Went out for steelies & picked one up in the first 2 minutes & never hooked up with another. Started catching walleye. 63 FOW off of Avon. 30 and 40 jets back 85'. Green was the only color that worked, green with black spots stinger spoons. Worm harnesses were useless...2.5 mph. Kept 8, probably handled 40-50.


----------



## BankAngler (Aug 20, 2008)

I am thinking of trying for steel tomorrow. Anyone else gonna venture out?


----------



## GetReel (Oct 19, 2012)

cast party said:


> I'll keep one for the grill this time of year. Try marinating them in a combination of white wine, teriyaki sauce, garlic powder, Old Bay, salt (not much, because the teriyaki is salty), black pepper and (optional) hot sauce for about 4-6 hours. Rinse marinade before grilling and pat dry. Brush with melted butter and lemon juice while grilling. My late uncle, who used to run charters on Lake Ontario, gave me this recipe. It's great for salmon, too. Nice catch and thanks for sharing the specific report.

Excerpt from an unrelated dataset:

Issue #454, opened 2021-12-13
panic parsing UDP packet


smira:
This issue is random, but looks like the library can panic when it receives some (malformed) packet. I don't have the packet dump unfortunately, as the panic happens in the PID 1 process and it crashes whole node.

Just an observation and attempt at humor. If you have to do all that to improve the taste, hum. I imagine it would do the same for say....carp or sheephead. 
They are fun to catch though.


----------



## Slayin-n-Filleting (Jul 11, 2012)

GetReel said:


> Just an observation and attempt at humor. If you have to do all that to improve the taste, hum. I imagine it would do the same for say....carp or sheephead.
> They are fun to catch though.


Just an observation and another attempt at humor.. how is your walleye dipped in beer Batter,cracker crumbs, butter and what ever you put on it,Tarter sauce!So what's the difference? Steelhead are good eating fish, most people that bash it. Have never even tried it!


----------



## Slayin-n-Filleting (Jul 11, 2012)

Slayin-n-Filleting said:


> Just an observation and another attempt at humor.. how is your walleye dipped in beer Batter,cracker crumbs, butter and what ever you put on it! So what's the difference? Steelhead are good eating fish, most people that bash it. Have never even tried it! All forgot all your tarter sauce too
> 
> 
> GetReel said:
> ...


----------



## Hit-N-Run (Sep 19, 2014)

Thought we would try for some steelhead today. Got out to the 40.5/10.5 and trolled Sotheast. Unfortunately we had one Hit -N - Run Steelie and that was it for the day. However, did pretty well on Walleye especially around the 39-38/09-08 line. We had a combination of Yeck boy girl and orange with both copper and orange/white backs did well. purple harnesses and spoons also good. Speed was 2.3 - 2.4 with a Southeast troll quartering the waves doing excellent. Even the NW troll quartering back against the waves did remarkably well. Jets back 120 -130 and dipsey's back 112-115 on a 3.5 setting and 82-87 on a 2 setting. Ended with 28 keepers and a whole bunch of throw backs. Largest was a hog around 31 inches with a few in the mid 20's. many keepers in the 15.5 - 19 inch range. 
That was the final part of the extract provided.